A few weeks ago Alfons Kemper of TU Munich visited EMC/Greenplum and gave a presentation on his latest research project (joint work with Thomas Neumann): an elegant yet astonishingly powerful implementation of a database system, called HyPer, that boasts both massive OLTP throughput as well as strong OLAP query numbers. More importantly, there are a few general takeaways buried in there that merit a closer look.
The idea is as simple as striking—exploit the OS’s memory management when forking processes to implement shadow-paging. Recall, when forking a process the child inherits the parent’s memory snapshot and modifications by the child process to any page are managed copy-on-write-style, i.e., only the pages that are modified are actually copied. Make sure all data fits into main-memory, serialize all writes, and besides one writer permit only read queries and you get a database system that excels at OLAP and OLTP workloads.
The principle is phenomenally simple and keeps unnecessary complexity at bay. HyPer boasts some impressive performance on a mixed TPC-H/TPC-C benchmark which captures both extremes of high-frequency updates and read-only OLAP queries (although nothing in between). At its current stage HyPer is a prototype that comes with a number of limitations that suggest a fair amount of engineering is required before it can be put in the hands of users. Also, not everybody might agree that TCP-C and TPC-H together actually make for what people commonly call a mixed workload. However, all this aside, HyPer offers a couple of profound insights:
- Leverage your OS. Database systems re-implement lots of OS functionality to achieve portability among other things. HyPer is astonishingly simple to implement because it avoids exactly this re-implementation. Its raw performance of 100,000+ tps is accomplished by using one of the most fundamental OS facilities. Given the central role of memory management within the OS we can safely expect continuous performance improvements on the OS’s side. This is going to be a free ride for HyPer.
- Leverage your compiler. The queries are written in C and compiled. A number of research prototypes have demonstrated significant performance gains through compilation recently—which by the way is a technique that is as old as relational databases but had temporarily gone out of fashion. Further development of compiler technology continuously tries to better exploit new hardware developments and we can expect immediate performance increases here too.

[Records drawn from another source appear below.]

PR #692, opened 2020-04-06
[NOD-885] Use database.Key and database.Bucket instead of byte slices

someone235:


database/helpers.go
```diff
@@ -1,12 +1,44 @@
...
-// sub-buckets, and keys into a single full key-value
+// Key is a helper type meant to combine prefix
+// and keys into a single full key-value
 // database key.
+type Key struct {
+	prefix, key []byte
+}
+
+// FullKey returns the prefix concatenated to the key.
+func (k *Key) FullKey() []byte {
```
stasatdaglabs, line 17: Please consider renaming this to something like FullKeyBytes().

database/helpers.go
```diff
@@ -1,12 +1,44 @@
...
+	copy(keyPath[len(k.prefix):], k.key)
+	return keyPath
+}
+
+func (k *Key) String() string {
+	return string(k.FullKey())
+}
+
+// Key returns the key part of the key.
+func (k *Key) Key() []byte {
```
stasatdaglabs, line 29: Please consider renaming this to something like KeyBytes().

database/helpers.go
```diff
@@ -1,12 +1,44 @@
...
+// FullKey returns the prefix concatenated to the key.
+func (k *Key) FullKey() []byte {
+	keyPath := make([]byte, len(k.prefix)+len(k.key))
+	copy(keyPath, k.prefix)
+	copy(keyPath[len(k.prefix):], k.key)
+	return keyPath
+}
+
+func (k *Key) String() string {
+	return string(k.FullKey())
```
stasatdaglabs, line 25: Please see if you can think of a nicer way of printing the key.

database/helpers.go
```diff
@@ -8,33 +8,38 @@ import (
...
+	prefix, suffix []byte
 }
 
-// FullKeyBytes returns the prefix concatenated to the key.
-func (k *Key) FullKeyBytes() []byte {
-	keyPath := make([]byte, len(k.prefix)+len(k.key))
-	copy(keyPath, k.prefix)
-	copy(keyPath[len(k.prefix):], k.key)
-	return keyPath
+// Bytes returns the prefix concatenated to the key.
```
stasatdaglabs, line 17: The comment no longer makes much sense.

database/helpers.go
```diff
@@ -8,33 +8,38 @@ import (
 var separator = []byte("/")
 
 // Key is a helper type meant to combine prefix
-// and keys into a single full key-value
+// and suffix into a single full key-value
```
stasatdaglabs, line 11: Please don't use the phrase "key-value" as it means something completely different.

database/helpers.go
```diff
@@ -0,0 +1,81 @@
+package database
```
svarogg, line 1: "helpers" is very general name for this file, while the contents are pretty specific.

I'd call it "keys.go" or something. 
Preferably find a name that shows that it's both keys and buckets, but I can't think of a good one, and since buckets are just something to help build keys, I guess it's fine.

database/helpers.go
```diff
@@ -0,0 +1,81 @@
...
+func (b *Bucket) Bucket(bucketBytes []byte) *Bucket {
+	newPath := make([][]byte, len(b.path)+1)
+	copy(newPath, b.path)
+	copy(newPath[len(b.path):], [][]byte{bucketBytes})
+
+	return MakeBucket(newPath...)
+}
+
+// Key returns the key inside of the current bucket.
+func (b *Bucket) Key(key []byte) *Key {
```
svarogg, line 68: `key` is the whole thing, the parameter name should be `suffix`

PR #693, opened 2020-04-07
[NOD-822] Don't return rule errors from utxoset code

someone235:


blockdag/dag.go
```diff
@@ -1058,21 +1058,24 @@ func (dag *BlockDAG) meldVirtualUTXO(newVirtualUTXODiffSet *DiffUTXOSet) error {
 	return newVirtualUTXODiffSet.meldToBase()
 }
 
-func (node *blockNode) diffFromTxs(pastUTXO UTXOSet, transactions []*util.Tx) (*UTXODiff, error) {
-	diff := NewUTXODiff()
+func (node *blockNode) calcUTXO(pastUTXO *DiffUTXOSet, transactions []*util.Tx) (UTXOSet, error) {
```
svarogg, line 1061: `CalcUTXO` is a bit too general IMHO. I'd rename to `applyTransactionsToUTXO` or something

blockdag/dag.go
```diff
@@ -1058,21 +1058,24 @@ func (dag *BlockDAG) meldVirtualUTXO(newVirtualUTXODiffSet *DiffUTXOSet) error {
...
 		if err != nil {
 			return nil, err
 		}
-		diff, err = diff.WithDiff(txDiff)
-		if err != nil {
-			return nil, err
+
+		if !isAccepted {
+			return nil, ruleError(ErrMissingTxOut, fmt.Sprintf(
+				"Transaction %s is invalid because because at least one of its inputs doesn't have a "+
```
svarogg, line 1072: Instead of saying "because at least one of its inputs...", I'd rather have the input's outpoint specified explicitly

blockdag/dag.go
```diff
@@ -1096,11 +1099,11 @@ func (node *blockNode) verifyAndBuildUTXO(dag *BlockDAG, transactions []*util.Tx
 		return nil, nil, nil, nil, err
 	}
 
-	diffFromTxs, err := node.diffFromTxs(pastUTXO, transactions)
-	if err != nil {
-		return nil, nil, nil, nil, err
+	pastUTXODiffSet, ok := pastUTXO.(*DiffUTXOSet)
```
svarogg, line 1102: I don't really like the cast to *DiffUTXOSet, but it looks indeed necessary in the way you do things.
What was bad in the way things worked up until now?

blockdag/dag.go
```diff
@@ -1058,11 +1058,16 @@ func (dag *BlockDAG) meldVirtualUTXO(newVirtualUTXODiffSet *DiffUTXOSet) error {
 	return newVirtualUTXODiffSet.meldToBase()
 }
 
-func (node *blockNode) diffFromTxs(pastUTXO UTXOSet, transactions []*util.Tx) (*UTXODiff, error) {
+// applyAndVerifyBlockTransactionsToUTXO applies a block's transactions to its
+// given past UTXO, and verifies that there are not double spends with his past.
```
stasatdaglabs, line 1062: his -> its

stasatdaglabs: Also, not -> no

The first questions conventional database architecture and you may or may not agree with the resulting design limitations. However, the second is much more interesting: the whole discussion of CPU caches, batching or vectorizing of data we have seen in recent years simply does not matter and the numbers seem to back it. Supposedly, these techniques do not even add to HyPer’s performance when applied on top of the current implementation.
This is good news for the practitioner as it suggests we can safely trust the OS/hardware/compiler folks do what they are best at and we can focus on the real database problems!